Aside from the deployment mechanism, we (think we) have every part that we need manufactured made in Inventor. Now that we have a decent picture to show, we can explain our strategies.
One part that hasn’t made it into CAD yet is the drive for the lift – the parts are designed but not placed in the assembly yet. We’re using the Fisher-Price motor & gearbox to drive two pulleys on the same driveshaft, right behind the lift, positioned behind the 2nd and 5th sections. We’ll have another two pulleys about 40″ above the first two to create the loops. We’ll have two plates – one flat, one with the belt tooth pattern – that will capture the belt between them and allow us a point to attach the 2nd and 5th sections to the lift.
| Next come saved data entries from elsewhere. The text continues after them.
PR #632, opened 2020-01-05
Bugfix/cmdu tx load fix

CoralMalachi:
The CmduMessageTx::load() API is used only for certification mode for
sending a prefilled CMDU when instructed to by the testbed UCC.

It got broken somewhere when we moved to ClassList and the current
implementation is now broken since load is only adding the first class
(CmduHeader) then on Finalize EOM TLV is added *in the middle of the
CMDU* overriding the actual buffer contents.

The solution is simple - since the prefilled buffer is ready to be sent
to the network and is only missing the EOM TLV, we change the load()
function to not only add the CMDU header (in parsing mode) but to also
add an Unknown TLV for the rest of the data.

This serves 2 purposes - the first is that the m_buff_ptr__ is updated
to point to the correct location in the buffer, which is the end of the
buffer. The second is that the last TLV is now an unknown length list
therefore is not swapped on finalize - which is what we want since all
the data is already swapped.

While we're at it - also refactor the certification buffer APIs in the master database to make it simpler to understand and use by adding only 2 APIs - set and get. Set allocates the buffer and presets it with a CmduMessageTx, and get returns the certification buffer shared_ptr.

This way, we can get rid of the if-else-if in the ucc listener and simple test for the certification buffer and send it as is, removing the need for create_cmdu API which is also removed.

A second set of pulleys and strands will drive the two middle sections – 3 and 4 – up in a passive way. When we get that together, we’ll post pictures.
The end effector, made of PVC, can pivot down to reach the lowest scoring peg (should we need to). A denso motor will drive that component.
The floor loaders will “flap” in and out using denso motors, programmed to work in concert with each other. Another denso motor will raise and lower the floor loaders. When driven back far enough, the gamepieces will just slip on our end effector. The starting orientation for the arms will be vertical, so they’ll be inside the frame perimeter.
It was good to sit down at the computers and knock out a lot of design work. We also got the fabric for the bumpers cut out – we’re doing 2040-style reversible bumpers, with the help of K-Botics’ assembly guide.
Minibot deployment – we haven’t a bloody clue. Eep.
Oh, and FRC1024 was gracious enough to allow us to use their tube bender today.